Yung-Hsiang Lu is a professor at the Elmore Family School of Electrical and Computer Engineering of Purdue University. He is a fellow of the IEEE (2021), ACM Distinguished Scientist (2013), and ACM Distinguished Speaker (2013). In 2015-2019, he was a co-founder and adviser of a technology startup that received SBIR-1 and SBIR-2 (Small Business Innovation Research). In 2020-2022, he was the director of the John Martinson Engineering Entrepreneurial Center at Purdue University. His research topics include efficient computer vision for embedded systems, cloud and mobile computing. He leads a research project analyzing real-time video streams from thousands of network cameras. He is the lead organizer of the IEEE Low-Power Computer Vision Challenge since 2015. He has published two books: Intermediate C Programming (ISBN 9781498711630) and Low-Power Computer Vision: Improve the Efficiency of Artificial Intelligence (editor, ISBN 9780367744700).

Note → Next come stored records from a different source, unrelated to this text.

PR #966, opened 2015-10-27
Async v5

edersondisouza:
v5:
Less memory allocation (and leaks)

v4:

v3:

v2:
Fixed pointed issues;
Added a commit that has a delayed option, so some requests can be delayed by up to SOL_PERSISTENCE_WRITE_TIMEOUT envvar. It's separated from main commit of async, as I'm not sure about this approach. If it goes in, it should (probably) be squashed onto that commit - or it maybe dropped altogether.

### DIFF
--- a/src/lib/io/include/sol-memmap-storage.h
+++ b/src/lib/io/include/sol-memmap-storage.h
@@ -64,6 +64,15 @@ extern "C" {
  * is a @c uint8_t and that versions should start on 1, so Soletta will know
  * if dealing with a totally new storage. It also considers 255 (0xff) as a
  * non-value, so fit new EEPROMs.
+ * Note that a map may define a timeout value to perform writes. This way,
+ * writings can be grouped together, as all writing operations will be
+ * performed at timeout end. That said, it's important to note that when
+ * writing is performed, no order is guaranteed for different keys, i.e.,
+ * writing to 'a' and 'b' can be performed, at timeout end, as 'b' and 'a'
+ * - but for a given key, only the last write will be performed at timeout end.
+ * Multiple writes for the same key before timeout end will result in previous
+ * writes being replaced, and their callbacks will be informed with status
+ * -ECANCELED.
  *
  * @{
  */
@@ -89,7 +98,9 @@ struct sol_memmap_map {
                        * @arg @a devnumber is device number on bus, like 0x50
                        * @arg @a devname is device name, the one recognized by its driver
                        */
-    const struct sol_str_table_ptr *entries; /**< Entries on map, containing name, offset and size */
+    unsigned int timeout; /**< Timeout, in milliseconds, of writing operations. After a write is requested, a timer will run and group all
+                           * writing operations until it expires, when real writing will be performed */
+    const struct sol_str_table_ptr *entries; /**< Entries on map, containing name, offset and size */ /* Memory trick in place, must be last on struct*/
 };
 
 struct sol_memmap_entry {
@@ -155,6 +166,21 @@ int sol_memmap_add_map(const struct sol_memmap_map *map);
  * @return 0 on success, a negative number on failure.
  */
 int sol_memmap_remove_map(const struct sol_memmap_map *map);
+
+/**
+ * Defines map timeout to actually perform write.
+ *
+ * @param map map to have its timeout changed
+ * @param timeout new timeout, in milliseconds.
+ *
+ * @return true if successfuly set map timeout.
+ *
+ * @note This change will take effect after current active timer expires.
+ * Active ones will remain unchanged
+ */
+bool sol_memmap_set_timeout(struct sol_memmap_map *map, unsigned int timeout);
+
+unsigned int sol_memmap_get_timeout(struct sol_memmap_map *map);
 
 #define CREATE_BUFFER(_val) \
     struct sol_buffer buf = SOL_BUFFER_INIT_FLAGS(_val, \
--- a/src/lib/io/include/sol-memmap-storage.h
+++ b/src/lib/io/include/sol-memmap-storage.h
@@ -36,9 +36,10 @@
 #include <stdint.h>
 
 #include "sol-buffer.h"
+#include "sol-log.h"
 #include "sol-str-table.h"
 #include "sol-types.h"
-#include "sol-log.h"
+#include "sol-util.h"
 
 #ifdef __cplusplus
 extern "C" {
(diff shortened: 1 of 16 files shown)


barbieri:
@edersondisouza please cherry pick your `int/accumulator` patch and merge it to master. This patchset is already too big and that patch is good to be merged long ago :-)

src/lib/io/include/sol-memmap-storage.h
```diff
@@ -143,105 +167,166 @@ int sol_memmap_add_map(const struct sol_memmap_map *map);
...
+ * @param timeout new timeout, in milliseconds.
+ *
+ * @return true if successfuly set map timeout.
+ *
+ * @note This change will take effect after current active timer expires.
+ * Active ones will remain unchanged
+ */
+bool sol_memmap_set_timeout(struct sol_memmap_map *map, unsigned int timeout);
+
+unsigned int sol_memmap_get_timeout(struct sol_memmap_map *map);
```
barbieri: should be `const struct sol_memmap_map *` as we don't modify it.

src/lib/io/sol-fs-storage.c
```diff
@@ -41,35 +41,95 @@
...
-    int ret = 0;
+    FILE *file = NULL;
+    struct cb_data *cb_data;
+    int ret = 0, status = 0;
 
     SOL_NULL_CHECK(name, -EINVAL);
-    SOL_NULL_CHECK(buffer, -EINVAL);
+    SOL_NULL_CHECK(blob, -EINVAL);
+
+    if (cb) {
```
barbieri: I don't like this approach of different execution flows if a callback is given or not.

For these async callbacks I'd force user to provide a callback, otherwise he will be missing error handling. If he wants to ignore error handling, he will have to provide a dummy callback -- likely he will take the time and handle the error code :-)

in every way, please execute the write from the timer. It will also make it easier in future versions to move this to a worker thread... which reminds me: you should be keeping an array of pending writes and cancel the old if a new one comes. While keeping the timer, it will not be much of a problem, but if you add threads one could step on each other foot!

src/lib/io/sol-memmap-storage.c
```diff
@@ -251,15 +301,151 @@ check_version(const struct sol_memmap_map *map)
...
+
+    file = fopen(map->path, "r+e");
+    if (!file) {
+        SOL_WRN("Error opening file [%s]: %s", map->path,
+            sol_util_strerrora(errno));
+        return false;
+    }
+
+    SOL_VECTOR_FOREACH_IDX (&map_timeout->pending_writes, pending, i) {
+        sol_memmap_write_raw_do(map->path, pending->name, pending->entry,
```
barbieri: I think this could call a `pending->cb` that may modify `map_timeout->pending_writes`, causing a bug here. Since we're going to clear the vector later, I suggest you steal that vector and reset the old pointer:

```c
struct sol_vector tmp_vector = map_timeout->pending_writes;
sol_vector_init(&map_timeout->pending_writes, sizeof(struct pending_write_data));

SOL_VECTOR_FOREACH_IDX (&tmp_vector, ...) {...}
sol_vector_clear(&tmp_vector);
```

src/lib/io/sol-memmap-storage.c
```diff
@@ -489,20 +708,41 @@ sol_memmap_add_map(const struct sol_memmap_map *map)
...
+    struct map_timeout *map_timeout;
     int i;
 
     SOL_NULL_CHECK(map, -EINVAL);
 
+    SOL_VECTOR_FOREACH_IDX (&write_timeouts, map_timeout, i) {
+        if (map_timeout->map->entries == map->entries) {
+            if (map_timeout->timeout) {
+                perform_pending_writes((void *)map_timeout->map);
+                sol_timeout_del(map_timeout->timeout);
```
barbieri: you should be doing the `sol_timeout_del()` before calling `perform_pending_writes()` as that function will make the pointer to `struct sol_timeout` NULL (or keep a copy of the pointer in your stack).

src/lib/io/sol-memmap-storage.c
```diff
@@ -513,3 +753,47 @@ sol_memmap_remove_map(const struct sol_memmap_map *map)
...
+    struct sol_memmap_map *iter;
+    int i;
+
+    SOL_NULL_CHECK(map, false);
+
+    /* Rememeber, as we may have a copy of map (due to device resolving),
+     * we need to update our proper copy */
+    SOL_PTR_VECTOR_FOREACH_IDX (&memory_maps, iter, i) {
+        if (iter->entries == map->entries) {
+            map->timeout = timeout;
```
barbieri: what if this is not a `resolved_map`? Then you're writing to a read-only memory and it will crash if proper protection is set.

I think a good approach to simplify this is to create a new internal structure that extends the `sol_memmap_map` with the timeout and always use from there. This could serve the purpose of resolve the path as well, then you keep a single structure and simplify other paths.

src/modules/flow/persistence/persistence.c
```diff
@@ -107,15 +114,73 @@ static const struct sol_str_table_ptr storage_fn_table[] = {
...
+
+        goto end;
+    }
+
+    /* No packet_data_size means dynamic content (string). Let's reallocate if needed */
+    if (!mdata->packet_data_size) {
+        if (!mdata->value_ptr || strlen(mdata->value_ptr) + 1 < blob->size) {
+            void *tmp = realloc(mdata->value_ptr, blob->size);
+            SOL_NULL_CHECK_GOTO(tmp, end);
+            mdata->value_ptr = tmp;
```
barbieri: we have `sol_util_replace_str_if_changed()`, maybe it would help?

src/lib/io/sol-efivarfs-storage.c
```diff
@@ -62,28 +71,74 @@ check_realpath(const char *path)
...
+    FILE *file = NULL;
     char path[PATH_MAX];
     int r;
+    struct cb_data *cb_data = NULL;
 
     SOL_NULL_CHECK(name, -EINVAL);
-    SOL_NULL_CHECK(buffer, -EINVAL);
+    SOL_NULL_CHECK(blob, -EINVAL);
+
+    if (cb) {
```
barbieri: similar to what I wrote for file, this one should be forced.

src/lib/io/sol-fs-storage.c
edersondisouza: So I should do the same as memmap, and any readings performed after a schedule write shall return the last valid schedled write value?

barbieri: I'd say so.

edersondisouza:
int/accumulator patch merged.

edersondisouza:
Replaced by #995 and #996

Title: Efficient Computer Vision for Embedded Systems
Since deep learning became popular a decade ago, computer vision has been adopted by a wide range of applications. Many applications must run on embedded systems with limited resources (energy, time, memory capacity, etc). This speech will survey methods designed to improve efficiency of computer vision, including quantization, architecture search, and trade-off between accuracy and speed. A new architecture called modular neural network is introduced. This architecture breaks a deep neural network into multiple shallower networks and can significantly reduce the sizes of machine models and execution time. A modular neural network is a tree-like structure to progressively analyze different features in images and divide images into different groups based on visual similarities. Modular neural networks can be used for image classification, object counting, and re-identification. This speech will also explain how to use contextual information to reduce computation for convolution. Context suggests where objects may appear. For example, a vehicle may appear on a road but not in the sky. The contextual information can reduce the search space in object detection and improve execution time.
World-Wide Camera Networks
More than 80% consumer Internet traffic is for videos and most of them are recorded videos. Meanwhile, many organizations (such as national parks, vacation resorts, departments of transportation) provide real-time visual data (images or videos). These videos allow Internet users to observe events remotely. This speech explains how to discover real-time visual data on the Internet. The discovery process uses a crawler to reach many web pages. The information on these web pages are analyzed to identify candidates of real-time data. The data is downloaded multiple times over an extended time period; changes are detected to determine whether it is likely to provide real-time data. The data can be used during an emergency. For example, viewers may check whether a street is flooded and cannot pass. It is also possible using the data to observe long-term trends, such as how people react to movement restrictions during the COVID pandemic.